Last, .if you handle very big data volume, .NET may not be the best approach to perform big volume batches. Why not check good old compiled Informix 4GL or ESQL/C?
The table in question represents general ledger in our accounting application. That said, I cannot turn the table to non logging. Disabling indexes will couse them to be recreated after enabling them? That would slow things down further.
4GL and ESQL/C are not an option right now. We're trying to keep the application as database agnostic as possible.
Given the numbers I have provided it seems that this strategy would yield somewhat better results:
- Accumulate all data in memory tables (big hit on app. server RAM)

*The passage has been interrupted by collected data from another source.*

PR #14263, opened 2026-01-22
feat: Abstract the implementation of the emitOnly method into the interface as well

gluttonweb:
---

### ✨ Description

Abstract the emitOnly method into the interface.

Benefits:

1. Avoid type casting: It enables queues like executionQueue to use the emitOnly method directly without requiring explicit type casting.
image
2. Bypass persistence for non-critical messages: It allows using emitOnly instead of emit for messages (such as workerTaskResultQueue ) that do not require persistence via jdbcIndexerInterface.save .

3. Optimize custom Queue implementations (e.g., RocketMQ): In scenarios where the Queue implementation is replaced (e.g., with RocketMQ), using emitOnly directly prevents the worker from initiating redundant MySQL transactions before sending workerTaskResultQueue messages. This avoids potential failures caused by attempting to acquire a JDBC connection when the pool is busy, even though the transaction would execute no actual logic.

### 🛠️ Backend Checklist

### 📝 Additional Notes

### DIFF
--- a/core/src/main/java/io/kestra/core/queues/QueueInterface.java
+++ b/core/src/main/java/io/kestra/core/queues/QueueInterface.java
@@ -27,6 +27,13 @@ public interface QueueInterface<T> extends Closeable, Pauseable {
         emitAsync(null, messages);
     }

- Use IfxBulkCopy to transfer data to raw type tables on Informix
- Under transaction fire a bunch of insert...select queries that would transfer data into actual tables.
Looks fine! If there is no possibility to load in "exclusive like" mode,
the raw type temp table is a good solution, but consider the EXTERNAL table scenario: an external table is a flat file to which you declare a schema, telling IDS it is a table in your database. So you can handle it almost as a normal table ( SELECT but no UPDATES or DELETEs though), and may avoid you the necessity of creating and loading a temporary table, accessing the data directly in your transaction Just an idea :-)
Regarding the .NET driver, IBM support should have an answer for that ...
I'm not sure what you're suggesting with your EXTERNAL table scenario. To implement that I would need to dump results into files, transfer them to database server via ftp or something similar and then map them as tables. Not sure if this is would be faster.
Regarding the .NET driver, IBM didn't respond to my topic created in their Informix developer forum. This is not new, I'm using Informix and .NET applications for quite some time. I have found in their .NET drivers such glaring bugs that sometimes I have a feeling that I'm the only one using them.
Effeectively, I was consedering your files were present on the server, this is required to create the external tables. I also considered your base material to be integrated were flat files. If not, forget this solution. In any case, I would give a try on copying the files ( this should take minutes unless your network is very slow, and then create the external table. You'll never know if you never try :-)
Regarding the orthodox solution about the driver, the right way is to create a ticket at IBM support. If not ticket is created, no fix will be created. Obvious but true. Have you tried the iiug community forum?
and also the google informix group. I have seen some stuff related to .net, check for fernando nunes reply, or contact him.
For now I've finished my reseach and results are interesting.
I've discovered a new feature of IDS data driver. On connection object you can call methods BeginChain() and EndChain(). With these two methods you can wrap your batch inserts or updates and driver will optimize usage of network and database. Speedup is 2x for inserts using loops by just adding 2 lines of code.
Still the best strategy is:
DataTable -> IfxBulkCopy to temp table -> insert...select into production table (3x speed up, more extensive changes to code)
Interestingly, this approach is slower:
DataTable -> IfxBulkCopy to raw table -> insert...select into production table
Copy operation is the same but insert into production table was 40% slower?!
No, you misunderstood. It's not ifxbulkcopy, he performs equally well for temp table and row table. Entire difference is in the insert into...select query which I find suprising. I've benchmarked several times using SET EXPLAIN ON command.